LONDON (Reuters) - Sterling fell to a near six-week low against the dollar on Wednesday on speculation the Bank of England could ease monetary policy further, with a risk this could happen as early as Thursday.
The pound fell 0.3 percent to $1.5996, its lowest level since late November.
Traders said sterling was vulnerable to further falls after a string of reported stop-loss sell orders were triggered following its break below the January 7 low of $1.6022.
Chart support was expected at around $1.5904, sterling’s 200-day moving average. It was last trading at $1.6013.
The BoE is due to announce a decision on Thursday and is widely expected to keep interest rates and its quantitative easing target unchanged.
But traders cited some speculation circulating in the market that there was a risk the BoE could announce more asset purchases.
UK economic data has been weak recently, leading to growing worries the economy may have contracted in the fourth quarter.
Valentin Marinov, head of European G10 FX strategy at Citi, said he did not expect any change in QE on Thursday. However, he said recent data has been weak which could force the BoE to act, perhaps as soon as February, adding to “cyclical headwinds” for sterling.

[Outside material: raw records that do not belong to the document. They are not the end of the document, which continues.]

PR #1362, opened 2024-07-07
Add "5CP" to the list of gamemodes

OhPointFive:
This PR adds 5CP (5 Control Points) to the list of gamemodes. From searching through some discords, it seems that `Points` is always plural, which makes sense but for some reason isn't what I expected.

This is following [discussion in the discord](https://discord.com/channels/730855489767997511/730855489767997515/1259601301994733568).

I alphabetically sorted `5` as coming before `a`, since I've never seen `five` spelled out in 5cp.

### DIFF
--- a/core/src/main/java/tc/oc/pgm/api/map/Gamemode.java
+++ b/core/src/main/java/tc/oc/pgm/api/map/Gamemode.java
@@ -1,31 +1,31 @@
 package tc.oc.pgm.api.map;
 
 public enum Gamemode {
-  FIVE_CONTROL_POINT("5cp", "5 Control Points", "5CP"),
-  ATTACK_DEFEND("ad", "Attack/Defend", "A/D"),
   ARCADE("arcade", "Arcade", "Arcade"),
+  ATTACK_DEFEND("ad", "Attack/Defend", "A/D"),
   BEDWARS("bedwars", "Bed Wars", "Bed Wars"),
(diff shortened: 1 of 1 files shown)


core/src/main/java/tc/oc/pgm/api/map/Gamemode.java
```diff
@@ -1,6 +1,7 @@
 package tc.oc.pgm.api.map;
 
 public enum Gamemode {
+  FIVE_CONTROL_POINT("5cp", "5 Control Points", "5CP"),
```
Pablete1234: gamemodes are sorted alphabetically, `FIVE` should go between FREE_FOR_ALL and FLAG_FOOTBALL

OhPointFive: They seem to be alphabetized by ID, for some reason — `DEATHMATCH` is after `SURVIVAL_GAMES`, which I assumed was because of `tdm` going after `sg`.

I can rearrange them if you want, though, since that would probably make more sense

Pablete1234: yeah... i think sorting by enum constant makes more sense

OhPointFive: Done — apparently there were many others that got rearranged slightly, that I hadn't noticed before.

Pablete1234 (approved):

PR #1364, opened 2024-07-10
fix(wool): use platform-specific ColorUtils for wool matching

TTtie:
On 1.21 servers, CraftItemStack#getData() returns unsubclassed MaterialData for wool item stacks, hence we cannot check for `instanceof Wool` there. This patch changes the appropriate code to a manual comparison, enabling pickup and proximity tracking to work regardless of whether the material data is correctly subclassed.

### DIFF
--- a/core/src/main/java/tc/oc/pgm/wool/MonumentWoolFactory.java
+++ b/core/src/main/java/tc/oc/pgm/wool/MonumentWoolFactory.java
@@ -8,7 +8,6 @@ import org.bukkit.DyeColor;
 import org.bukkit.inventory.Inventory;
 import org.bukkit.inventory.InventoryHolder;
 import org.bukkit.inventory.ItemStack;
-import org.bukkit.material.Wool;
 import org.bukkit.util.Vector;
 import org.jetbrains.annotations.Nullable;
 import tc.oc.pgm.api.feature.FeatureInfo;
@@ -18,6 +17,7 @@ import tc.oc.pgm.goals.ProximityMetric;
 import tc.oc.pgm.goals.ShowOptions;
 import tc.oc.pgm.teams.TeamFactory;
 import tc.oc.pgm.util.bukkit.BukkitUtils;
+import tc.oc.pgm.util.material.Materials;
 import tc.oc.pgm.util.text.TextFormatter;
 
 @FeatureInfo(name = "wool")
@@ -123,7 +123,10 @@ public class MonumentWoolFactory extends ProximityGoalDefinition {
   }
 
   public boolean isObjectiveWool(org.bukkit.material.MaterialData material) {
-    return material instanceof Wool && ((Wool) material).getColor() == this.color;
+    // On 1.21, CraftItemStack#getData() on wool item stacks returns unsubclassed MaterialData,
+    // hence we're comparing the item type and color manually
+    return material.getItemType() == Materials.WOOL
+        && DyeColor.getByWoolData(material.getData()) == color;
   }
 
   public boolean isHolding(InventoryHolder holder) {
--- a/core/src/main/java/tc/oc/pgm/wool/MonumentWoolFactory.java
+++ b/core/src/main/java/tc/oc/pgm/wool/MonumentWoolFactory.java
@@ -6,7 +6,6 @@ import static tc.oc.pgm.wool.WoolModule.WOOL;
 import net.kyori.adventure.text.Component;
 import org.apache.commons.lang.StringUtils;
 import org.bukkit.DyeColor;
-import org.bukkit.block.BlockState;
 import org.bukkit.inventory.Inventory;
 import org.bukkit.inventory.InventoryHolder;
 import org.bukkit.inventory.ItemStack;
@@ -20,6 +19,7 @@ import tc.oc.pgm.goals.ShowOptions;
 import tc.oc.pgm.teams.TeamFactory;
 import tc.oc.pgm.util.bukkit.BukkitUtils;
 import tc.oc.pgm.util.material.ColorUtils;
+import tc.oc.pgm.util.material.MaterialData;
 import tc.oc.pgm.util.text.TextFormatter;
 
 @FeatureInfo(name = "wool")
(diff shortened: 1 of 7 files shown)


core/src/main/java/tc/oc/pgm/wool/MonumentWoolFactory.java
```diff
@@ -123,7 +123,10 @@ public boolean isObjectiveWool(ItemStack stack) {
   }
 
   public boolean isObjectiveWool(org.bukkit.material.MaterialData material) {
-    return material instanceof Wool && ((Wool) material).getColor() == this.color;
+    // On 1.21, CraftItemStack#getData() on wool item stacks returns unsubclassed MaterialData,
+    // hence we're comparing the item type and color manually
+    return material.getItemType() == Materials.WOOL
```
cswhite2000: For 1.13+ the Wool material is always in the format `COLOR_WOOL`. This won't work for modern versions.

cswhite2000 (changes requested):

core/src/main/java/tc/oc/pgm/wool/MonumentWoolFactory.java
Pablete1234: it will work because we are manually defining the wools with legacy wool, but it's not something we should do anyways

core/src/main/java/tc/oc/pgm/wool/WoolMatchModule.java
```diff
@@ -83,7 +80,7 @@ public Multimap<Team, MonumentWool> getWools() {
   }
 
   private boolean isObjectiveWool(ItemStack stack) {
-    if (WOOL.matches(stack.getType())) {
+    if (WoolModule.WOOL.matches(stack.getType())) {
```
cswhite2000: nitpick: static importing this would remove the diff

core/src/main/java/tc/oc/pgm/wool/WoolModule.java
```diff
@@ -29,11 +29,13 @@
 import tc.oc.pgm.teams.TeamMatchModule;
 import tc.oc.pgm.teams.TeamModule;
 import tc.oc.pgm.teams.Teams;
+import tc.oc.pgm.util.material.MaterialMatcher;
 import tc.oc.pgm.util.xml.InvalidXMLException;
 import tc.oc.pgm.util.xml.Node;
 import tc.oc.pgm.util.xml.XMLUtils;
 
 public class WoolModule implements MapModule<WoolMatchModule> {
+  static final MaterialMatcher WOOL = MaterialMatcher.of(m -> m.name().endsWith("WOOL"));
```
cswhite2000: nitpick: Style: prefer to have an explicit access modifier over an implicit one

platform/platform-sportpaper/src/main/java/tc/oc/pgm/platform/sportpaper/material/SpColorUtils.java
```diff
@@ -71,6 +71,11 @@ public boolean isColor(BlockState block, DyeColor color) {
     return color.getWoolData() == block.getRawData();
   }
 
+  @Override
+  public boolean isColor(ItemStack stack, DyeColor color) {
+    return color.getWoolData() == stack.getDurability();
```
cswhite2000: If this is called on other things with data / durability this may return true even if color is not relevant.
Not sure if this is currently an issue based off of current usage of the method, but it seems a candidate for easily introducing bugs if kept as is.
If you double check current usage and see no issues, then I'm fine with keeping it as is for this pr.

cswhite2000 (commented):
nothing major, few minor things

core/src/main/java/tc/oc/pgm/wool/WoolModule.java
TTtie: This is intentionally package-private, how do I document this? Or should I avoid package-private access level and bump this to `public`?

platform/platform-sportpaper/src/main/java/tc/oc/pgm/platform/sportpaper/material/SpColorUtils.java
TTtie: Currently, this method is used only here: (the mentioned method is called by other 4 callers, but the preceding wool query filters that away)

https://github.com/PGMDev/PGM/blob/0065f1527c2e85683f66d6d2d2d6f8c0b69b6aa1/core/src/main/java/tc/oc/pgm/wool/MonumentWoolFactory.java#L123-L125

As for this method being called for un-colorable items, I agree this might open a possibility for other bugs, but none of the other methods in legacy ColorUtils check for whether the block can be colored either – fixing this should go in another PR as it would be out of scope of this PR and #1363 for which this PR is set to be merged into.

platform/platform-modern/src/main/java/tc/oc/pgm/platform/modern/material/ModernColorUtils.java
```diff
@@ -103,9 +103,18 @@ public void setColor(Block block, DyeColor color) {
     block.setType(setColor(block.getType(), color));
   }
 
+  private boolean setAndCompare(Material mat, DyeColor color) {
+    return setColor(mat, color) == mat;
+  }
+
```
Pablete1234:
```suggestion
```

i'd inline it, it's such a trivial thing

util/src/main/java/tc/oc/pgm/util/material/ColorUtils.java
```diff
@@ -29,6 +29,8 @@ public interface ColorUtils {
 
   boolean isColor(BlockState block, DyeColor color);
 
+  boolean isColor(ItemStack stack, DyeColor color);
```
Pablete1234: This should probably just use pgm's MaterialData as param instead, so it can work for both blockstte and itemstacks: `MaterialData.of(blockstate)` or `MaterialData.of(stack)`

core/src/main/java/tc/oc/pgm/wool/WoolModule.java
cswhite2000: If you have a reason for it to be packaged private over protected than that is fine. In any case this isn't a sufficient issue to block merging

cswhite2000 (approved):

PR #1366, opened 2024-07-19
Fix objective event performance issues

Pablete1234:
image

In an FFA map with a ton of hills being captured by a ton of players, re-sorting the list of competitors every time a hill is captured is a real performance issue.


cswhite2000 (dismissed):

cswhite2000:
seems you forgot to run the formatter pablo

cswhite2000 (approved):

PR #1367, opened 2024-07-21
chore!: remove Docker support, fold CI into single workflow

TTtie:
The Docker image is using the SP+PGM dev server build, which is prone to breakages in production due to the differences between a proper PGM deployment and the development server. With recent updates, in fact, the Docker image for PGM has stopped working entirely. Following a discussion on Discord[^1] and to avoid bad practices, let's stop offering a Docker image altogether as most real-world deployments build their own Docker images anyway.

This patch additionally unifies all CI into a single workflow as there's no need to maintain two separate workflows that do the same thing (mvn deploy implies mvn install and works without edits only on the dev branch at the mainline PGM repo).

[^1]: https://discord.com/channels/730855489767997511/730857379729506335/1259887964062879774


.github/workflows/build.yml
```diff
@@ -2,10 +2,14 @@ name: Build
 on:
   pull_request:
   workflow_dispatch:
+  push:
+    branches:
+      - dev
```
Pablete1234, line 7: won't this break builds for prs?

TTtie: It won't - per the [documentation](https://docs.github.com/en/actions/using-workflows/workflow-syntax-for-github-actions#using-activity-types-and-filters-with-multiple-events) the whole `on` object means "trigger on one of (PR, manual dispatch, push to `dev`)"

In fact - this PR's CI [already runs off of the mentioned file](https://github.com/PGMDev/PGM/actions/runs/10024239030/workflow?pr=1367)!

TTtie:
I see no complaints against removal, undrafting – feel free to allow a bit more time in case a stray complaint arrives

cswhite2000 (approved):

PR #1378, opened 2024-08-05
Make map search prefer name over slug

### LINKED ISSUE #1377: Slugs (map IDs) are prioritised over map names when it doesn't make sense to do so
Slugs are used to maintain a map's ID across different names in a database. With the command `/map`, exact string matches to a map's slug will resolve to that map: for instance `/map coastline` on OCC will resolve to `Coastline: Classic`.

Following 8ceb97834f506bfbce84d29dd810b9ccce6d1991, this has extended to map pools (not exactly correct, see https://github.com/PGMDev/PGM/issues/1377#issuecomment-2267975193). This is problematic given that map pools have, until this commit, resolved against name only. To use `Coastline` as an example again, we list this map in our default map pool on OCC; prior to this commit, the map that was in the pool was `Coastline` which has a slug of `coastline_redux`, and now it is `Coastline: Classic` which has a slug of `coastline`.

There are very little situations in which it is appropriate for slug to take precedence over a map's name. Slugs should function as an internal mechanism only to avoid conflicts between maps in a database. Having slugs take precedence in situations that I have outlined above makes map pools more difficult to maintain and confuses end users and players.

Resolving this issue will require consideration for computational expense. Matching against ID is quick as, typically, a slugified map name is directly connected to that map because most maps do not have an explicitly defined slug. See the following screenshot for some further context:
image

Pablete1234:
Fixes #1377 

Modifies map search to prefer matching a name, and only if multiple (or no) matches by name, it falls back to slug. Note that for maps where slug is just the normalized name, it will still stick to the result of the search by slug since it's a faster match.

### DIFF
--- a/core/src/main/java/tc/oc/pgm/rotation/pools/MapPool.java
+++ b/core/src/main/java/tc/oc/pgm/rotation/pools/MapPool.java
@@ -95,7 +95,7 @@ public abstract class MapPool implements MapOrder, Comparable<MapPool> {
     for (String varId : variantIds) {
       VariantInfo variant = variants.get(varId);
       if (variant == null) continue;
-      MapInfo variantMap = maps.getMap(variant.getId());
+      MapInfo variantMap = maps.getMapById(variant.getId());
       if (variantMap != null) {
         return variantMap;
       } else {
@@ -154,7 +154,6 @@ public abstract class MapPool implements MapOrder, Comparable<MapPool> {
    * @param match The match that is currently ending
    */
   public void unloadPool(Match match) {}
-  ;
 
   @Override
   public int compareTo(MapPool o) {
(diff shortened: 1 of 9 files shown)


core/src/main/java/tc/oc/pgm/rotation/pools/MapPool.java
```diff
@@ -152,7 +153,8 @@ public void setNextMap(MapInfo map) {}
    *
    * @param match The match that is currently ending
    */
-  public void unloadPool(Match match) {};
+  public void unloadPool(Match match) {}
+  ;
```
cswhite2000: nitpick: random semicolon

cswhite2000 (dismissed):

core/src/main/java/tc/oc/pgm/rotation/pools/MapPool.java
Pablete1234: fixed it and also did a minor fix

cswhite2000 (approved):

PR #1374, opened 2024-08-02
Fix dynamic pickup-filter NPE

Pablete1234:
Should fix the following NPE:
```
[20:54:27 WARN]: java.lang.NullPointerException: Cannot invoke "tc.oc.pgm.variables.Variable.getValue(tc.oc.pgm.filters.Filterable)" because "variable" is null
[20:54:27 WARN]:        at tc.oc.pgm.filters.matcher.match.VariableFilter.getValue(VariableFilter.java:55)
[20:54:27 WARN]:        at tc.oc.pgm.filters.matcher.match.VariableFilter.queryTyped(VariableFilter.java:51)
[20:54:27 WARN]:        at tc.oc.pgm.filters.matcher.match.VariableFilter$Generic.queryTyped(VariableFilter.java:75)
[20:54:27 WARN]:        at tc.oc.pgm.filters.matcher.WeakTypedFilter.query(WeakTypedFilter.java:21)
[20:54:27 WARN]:        at tc.oc.pgm.filters.operator.AllFilter.query(AllFilter.java:18)
[20:54:27 WARN]:        at tc.oc.pgm.filters.operator.AllFilter.query(AllFilter.java:18)
[20:54:27 WARN]:        at tc.oc.pgm.filters.operator.AllFilter.query(AllFilter.java:18)
[20:54:27 WARN]:        at tc.oc.pgm.flag.FlagDefinition.canPickup(FlagDefinition.java:192)
[20:54:27 WARN]:        at tc.oc.pgm.flag.Flag.<init>(Flag.java:123)
[20:54:27 WARN]:        at tc.oc.pgm.flag.FlagMatchModule.<init>(FlagMatchModule.java:42)
[20:54:27 WARN]:        at tc.oc.pgm.flag.FlagModule.createMatchModule(FlagModule.java:52)
[20:54:27 WARN]:        at tc.oc.pgm.flag.FlagModule.createMatchModule(FlagModule.java:25)
[20:54:27 WARN]:        at tc.oc.pgm.match.MatchImpl$ModuleLoader.createModule(MatchImpl.java:807)
```

Issue #1267, opened 2023-10-31
PGM proto 1.5


Pablete1234:
An idea came up to implement more default ids into pgm, the same way `never` or `everywhere` are default ids for `<never/>` and `<everywhere/>`. This can't be done without potentially breaking old maps that could be using whatever we decide on id names, as an already existing filter id for something else. That's when the idea to make a proto 1.5 came.

With a new proto, maps on older (1.4.2 and below) protos simply wouldn't get those defaults registered, and would continue to operate just fine. New maps or maps that get migrated to 1.5 will start getting these new default ids.

Here's a list of proposals/potential candiates:
 - `observing` & `participating` filters
 - `alive` & `dead` filters
 - `match-idle`, `match-starting`, `match-running`, `match-finished` & `match-started` match phase filters
   -  kill generic `<match-phase>` filter
   - add specific idle & starting filters (atm you're forced to use `<match-phase>idle</match-phase>` etc)
 - `crouching`, `walking`, `sprinting`, `flying` and `grounded` player pose filters
 - `void` filter
 - `maxbuildheight` variable
 - `timelimit.duration` variable
   - this doesn't exist yet, see #1260 
   - maybe also `timelimit.overtime` if we want that to be variable-modifiable?
   - Unsure about the use of `.` for hierarchy-like keys, but we can't use `-` in variables so...
 - Rename `<walking/>` filter to `<standing/>` to better reflect what it means?
   - The filter simply passes if the player is neither sprinting, nor crouching, so either walking or standing still pass.

PR #1379, opened 2024-08-11
Start working towards proto 1.5

Pablete1234:
The road towards proto 1.5.0 has begun. Originally started in #1267

## New default IDs
A bunch of different features you'd have to define even if they are dummy just to be able to use them as an id, for example:
```xml
<filters>
  <alive id="alive"/>
</filters>
```
This adds them by default, so you don't need to worry about defining them. But it also means that these IDs are now reserved by PGM and you can't use them freely to define other things or it will be invalid xml.
### Filters
 - `observing` & `participating` filters
 - `alive` & `dead` filters
 - `match-idle`, `match-starting`, `match-running`, `match-finished` & `match-started` match phase filters
 - `crouching`, `walking`, `sprinting`, `grounded`, `flying` and `can-fly` player pose filters
 - `void` filter
### Variables
- `lives`
- `score`
- `timelimit`
- `maxbuildheight`
- `player.x`, `player.y`, `player.z`, `player.pitch`, `player.yaw` current player position
- `player.dir_x`, `player.dir_y`, `player.dir_z` for the direction player is looking in
- `player.vel_x`, `player.vel_y`, `player.vel_z` for the player velocity
- `player.has_target` for if the player is targeting (looking at) a block
- `player.target_x`, `player.target_y`, `player.target_z` for the block the player is targeting
- `player.place_x`, `player.place_y`, `player.place_z` for the block the player would place on (ie: the block adjacent to the targeted block, in the blockface the player is looking in)

## Triggers & switch-scope actions exclude observers
A common mistake when dealing with actions is that they will apply to observers, even when it often is not the intent of the map author.
Triggers & switch-scope actions for scopes other than match (ie: team & player) will default to not caring about obs, you may override this behavior by explicitly setting it.
For maps 1.4.2 and below, observers defaults to true to keep backwards-compat identical, for 1.5.0 and up, it will default to false.
`<trigger scope="player" observers="true" filter="your-filter">` 
`<switch-scope inner="player" observers="true">` 

## Actions untrigger by default
Actions can trigger, but they can also untrigger. This is not very commonplace and the only action that does anything on untrigger are removable kits, however this may change in the future if we add more stuff.
For backwards-compat, we were forced to make `untrigger-filter` default to never (although this seems not to even be documented), that changes with proto 1.5 to `always`.
`<action untrigger-filter="always">` is the new default

## Other internal changes
If you're not a developer, you can skip this explanation as it does not affect map development at all.

I've refactored most of how variables were originally coded. Originally we had a clear distinction between VariableDefinition and Variable, because the former was map-scoped and the later match-scoped. With increasing amounts of variables that are stateless and very few requiring state, this made less and less sense.

Variables now work more closely to how filters do, where `Variable` is both the variable and the definition, and as an implementation-detail, whichever variable needs a state, can create one per-match.
The concept of `reactors` that filters already enjoyed has been generalized to `StateHolder<T>` that anything can implement to create state in the match that it can later retrieve. Reactors now extend this state mechanism.

## Fixes
Interactions on flag load that could cause filters that acted on variables that weren't yet loaded to fail, has been fixed. This was thru a small refactor in how certain features are loaded (this is, after initialization has already happened), now the order is variables, filters, flags, goals, which means flags can use filters that require variables. (Fixes #1374)


cswhite2000 (approved):
Its a rather large diff, so I could have missed something, but overall everything looks good to me.

Pablete1234:
Even tho i don't fully consider 1.5 finished, i think it's better to merge and keep working on it over time
If a change is very minor (eg: a new id for something very unlikely any map is already using) append it into 1.5 and if it's substantial then make a 1.5.1

PR #1392, opened 2024-08-25
Reimplement Blitz title for older protos

calcastor:
`MapProtos` lists `REMOVE_BLITZ_TITLE` as a change in proto 1.4.0, but modern PGM has never seemed to use `<title>` within `<blitz>`. This PR reimplements this, attempting to follow the implementation in [ProjectAres](https://github.com/OvercastNetwork/ProjectAres/blob/master/PGM/src/main/java/tc/oc/pgm/modules/InfoModule.java#L131-L141).

### DIFF
--- a/core/src/main/java/tc/oc/pgm/map/MapInfoImpl.java
+++ b/core/src/main/java/tc/oc/pgm/map/MapInfoImpl.java
@@ -28,6 +28,7 @@ import tc.oc.pgm.api.map.Gamemode;
 import tc.oc.pgm.api.map.MapContext;
 import tc.oc.pgm.api.map.MapInfo;
 import tc.oc.pgm.api.map.MapModule;
+import tc.oc.pgm.api.map.MapProtos;
 import tc.oc.pgm.api.map.MapSource;
 import tc.oc.pgm.api.map.MapTag;
 import tc.oc.pgm.api.map.Phase;
@@ -102,7 +103,7 @@ public class MapInfoImpl implements MapInfo {
             Node.fromLastChildOrAttr(root, "difficulty"), Difficulty.class, Difficulty.NORMAL)
         .ordinal();
     this.world = parseWorld(root);
-    this.gamemode = XMLUtils.parseFormattedText(Node.fromLastChildOrAttr(root, "game"));
+    this.gamemode = parseGamemode(root);
     this.gamemodes = parseGamemodes(root);
     this.phase =
         XMLUtils.parseEnum(Node.fromLastChildOrAttr(root, "phase"), Phase.class, Phase.PRODUCTION);
@@ -263,6 +264,23 @@ public class MapInfoImpl implements MapInfo {
     return XMLUtils.flattenElements(root, "rules", "rule").stream()
         .map(Element::getTextNormalize)
         .collect(StreamUtils.toImmutableList());
+  }
+
+  private Component parseGamemode(Element root) throws InvalidXMLException {
+    Component gamemode = XMLUtils.parseFormattedText(root, "game");
+
+    if (gamemode == null) {
+      for (Element title : XMLUtils.flattenElements(root, "blitz", "title")) {
+        if (this.getProto().isNoOlderThan(MapProtos.REMOVE_BLITZ_TITLE)) {
+          throw new InvalidXMLException(
+              "<title> inside <blitz> is no longer supported, use <map game=\"...\"> or <game>",
+              title);
+        }
+        return XMLUtils.parseFormattedText(new Node(title));
+      }
+    }
+
+    return gamemode;
   }
 
   private static @NotNull List<Gamemode> parseGamemodes(Element root) throws InvalidXMLException {


core/src/main/java/tc/oc/pgm/map/MapInfoImpl.java
```diff
@@ -265,6 +266,26 @@ public Component getStyledName(MapNameStyle style) {
         .collect(StreamUtils.toImmutableList());
   }
 
+  private Component parseGamemode(Element root) throws InvalidXMLException {
+    Component gamemode = XMLUtils.parseFormattedText(Node.fromLastChildOrAttr(root, "game"));
+
+    if (gamemode == null) {
+      final Element blitz = root.getChild("blitz");
+      if (blitz != null) {
+        final Element title = blitz.getChild("title");
```
Pablete1234: I think with xml utils we can flatten these more easily

core/src/main/java/tc/oc/pgm/map/MapInfoImpl.java
```diff
@@ -265,6 +266,25 @@ public Component getStyledName(MapNameStyle style) {
...
+    for (Element blitzTitle : XMLUtils.flattenElements(root, "blitz", "title")) {
+      if (this.getProto().isNoOlderThan(MapProtos.REMOVE_BLITZ_TITLE)) {
+        throw new InvalidXMLException(
+            "<title> inside <blitz> is no longer supported, use <map game=\"...\"> or <game>",
+            blitzTitle);
+      } else if (gamemode != null && blitzTitle != null) {
+        throw new InvalidXMLException(
+            "<title> inside <blitz> is overriden by <map game=\"...\"> or <game>", blitzTitle);
+      } else if (gamemode == null) {
+        gamemode = XMLUtils.parseFormattedText(Node.fromNullable(blitzTitle));
```
Pablete1234:
```suggestion
        gamemode = XMLUtils.parseFormattedText(new Node(blitzTitle));
```
this isn't nullable in this case, you know for a fact it's there

core/src/main/java/tc/oc/pgm/map/MapInfoImpl.java
```diff
@@ -265,6 +266,25 @@ public Component getStyledName(MapNameStyle style) {
...
 
+  private Component parseGamemode(Element root) throws InvalidXMLException {
+    Component gamemode = XMLUtils.parseFormattedText(Node.fromLastChildOrAttr(root, "game"));
+
+    for (Element blitzTitle : XMLUtils.flattenElements(root, "blitz", "title")) {
+      if (this.getProto().isNoOlderThan(MapProtos.REMOVE_BLITZ_TITLE)) {
+        throw new InvalidXMLException(
+            "<title> inside <blitz> is no longer supported, use <map game=\"...\"> or <game>",
+            blitzTitle);
+      } else if (gamemode != null && blitzTitle != null) {
```
Pablete1234: we know blitzTitle is always non-null, so this condition is not useful

core/src/main/java/tc/oc/pgm/map/MapInfoImpl.java
```diff
@@ -265,6 +266,25 @@ public Component getStyledName(MapNameStyle style) {
...
+        throw new InvalidXMLException(
+            "<title> inside <blitz> is overriden by <map game=\"...\"> or <game>", blitzTitle);
```
Pablete1234: this exception did not exist in original pgm, so it's a breaking change. It was instead ignored if an actual game element was already defined earlier.

just add an if != null and return the value

core/src/main/java/tc/oc/pgm/map/MapInfoImpl.java
```diff
@@ -265,6 +266,25 @@ public Component getStyledName(MapNameStyle style) {
...
+      } else if (gamemode == null) {
+        gamemode = XMLUtils.parseFormattedText(Node.fromNullable(blitzTitle));
+      }
+    }
+
+    return gamemode;
+  }
```
Pablete1234: I believe this should have behavior identical to original for maps in the prior protos:

```suggestion
    Component gamemode = XMLUtils.parseFormattedText(root, "game");
    if (gamemode != null) return gamemode;

    for (Element title : XMLUtils.flattenElements(root, "blitz", "title")) {
      if (this.getProto().isNoOlderThan(MapProtos.REMOVE_BLITZ_TITLE)) {
        throw new InvalidXMLException(
            "<title> inside <blitz> is no longer supported, use <map game=\"...\"> or <game>",
            title);
      }
      return XMLUtils.parseFormattedText(new Node(title));
    }
  }
```
for reference (<https://github.com/OvercastNetwork/ProjectAres/blob/master/PGM/src/main/java/tc/oc/pgm/modules/InfoModule.java#L131>)

Pablete1234 (changes requested):

core/src/main/java/tc/oc/pgm/map/MapInfoImpl.java
calcastor: I was trying to be explicit about the override to avoid confusion about which title is used because whatever I did before didn't result in `<title>` being regarded as an unused node. Should be fine in latest push.

core/src/main/java/tc/oc/pgm/map/MapInfoImpl.java
calcastor: Needed a return at the end, but yes.

Pablete1234 (approved):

He also said ebbing fears about the euro zone crisis had dented the demand for sterling as a safe-haven alternative to the euro.
“The recent underperformance of sterling highlights the diminishing need for safe haven, given the worst of the euro zone debt crisis seems to be behind us,” Marinov said.
“The quality of safe haven which sterling provides seems to have deteriorated due to the UK economy’s weak fundamentals and the growing prospect of sovereign downgrade in the near term.”
Traders said options market indicators suggested some in the market expected the pound to trend lower in the coming days.
Against the euro, sterling was flat at 81.46 pence, after three successive sessions of gains, but analysts said the weakening of sterling could see euro/sterling inch higher.
The European Central Bank also meets on Thursday and analysts say sterling moves could be dictated by the euro after the ECB meeting.
Steve Barrow, head of G10 currency research at Standard Bank, said the euro could edge up against sterling if the ECB does not cut rates on Thursday. Only a small number of economists expect a cut.
Investors will be closely watching the ECB’s post-meeting news conference for any hints of a future rate cut.
While the pound barely reacted to data showing the UK trade deficit narrowed in November, strategists said it was vulnerable to further evidence of weakness in the UK economy that may add to concerns output contracted in the fourth quarter of last year.
A weak UK retail sales survey on Tuesday added to the UK economy’s dire outlook after last week’s purchasing managers’ data showed activity in the dominant services sector declined by its biggest margin in two years.
Another threat to sterling was a potential downgrade of the UK’s coveted triple-A credit rating, analysts said.